I don’t have the kind of brain that always automatically moves the muscles of my face to smile when I’m happy to see somebody, a friend or acquaintance or even my own family. But that doesn’t mean I’m not glad to see you. Or if I’m distracted, or in a hurry somewhere, it’s just how I am. All that stuff that when you’re young you think you’ll figure out when you’re older? Well, I’m 42 now, and remain flailing in so many regards. As a person, in my body, definitely as a parent, as a husband, as a writer. I’ve put everything I have for 15 years of my life into this project and I still get condescended to as the ‘stoner rock blogger’ as if genre wasn’t the root of innovation in art, but typos aside — and I’ll probably be finding them for years in the posts from this weekend; hazards of taking notes on my phone, sorry about that — I’m proud of the work I do here. On a certain level, I have to be.

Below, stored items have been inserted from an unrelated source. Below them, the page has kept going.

PR #779, opened 2020-04-01
ci: prevent infinite retries of sonatype upload

rebello95:
The logic in the original script was incorrect, and we could end up infinitely retrying until the job times out.

### DIFF
--- a/dist/sonatype_nexus_upload.py
+++ b/dist/sonatype_nexus_upload.py
@@ -72,20 +72,20 @@ def _install_locally(version, files):
         shutil.copyfile(file, os.path.join(path, basename))
 
 
-def _urlopen_retried(request, max_retries=20, attempt=1, delay_sec=1):
+def _urlopen_retried(request, max_retries=20, attempt=1):
     """
     Retries a request via recursion. Retries happen with a default delay of 1 second. We do not exponentially back off.
     :param request: the request to be made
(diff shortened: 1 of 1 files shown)


dist/sonatype_nexus_upload.py
```diff
@@ -72,20 +72,20 @@ def _install_locally(version, files):
...
     :param attempt: The current attempt number for the request
-    :param delay_sec: The delay before making a retried request
     :return: the response if successful, raises error otherwise
     """
     try:
         return urlopen(request)
     except HTTPError as e:
-        if max_retries > 0 and e.code >= 500:
+        if max_retries > attempt and e.code >= 500:
+            delay_sec = 1
```
buildbreaker, line 88: Why not keep this in the params?

rebello95: It's never set to anything other than 1 and the docstrings in place say this function always retries after `1s`

buildbreaker: That's as a default value though. Would you be against keeping this in the parameter? It seems a little easier to see where this value is configured

rebello95: updated

buildbreaker: Thanks, @rebello95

Thank you for reading, is the point, and if we talked at the fest and I seemed out of it, I probably was. I can’t be anyone other than who I am at this point, and frankly, being myself requires performance enough. I’m sorry if that was the case, and yeah, I do feel like I disappoint people who meet me in person after knowing me from the site, social media, whatever, but I’m doing my best. At the heart of it all, I appreciate you being a part of this thing if you are.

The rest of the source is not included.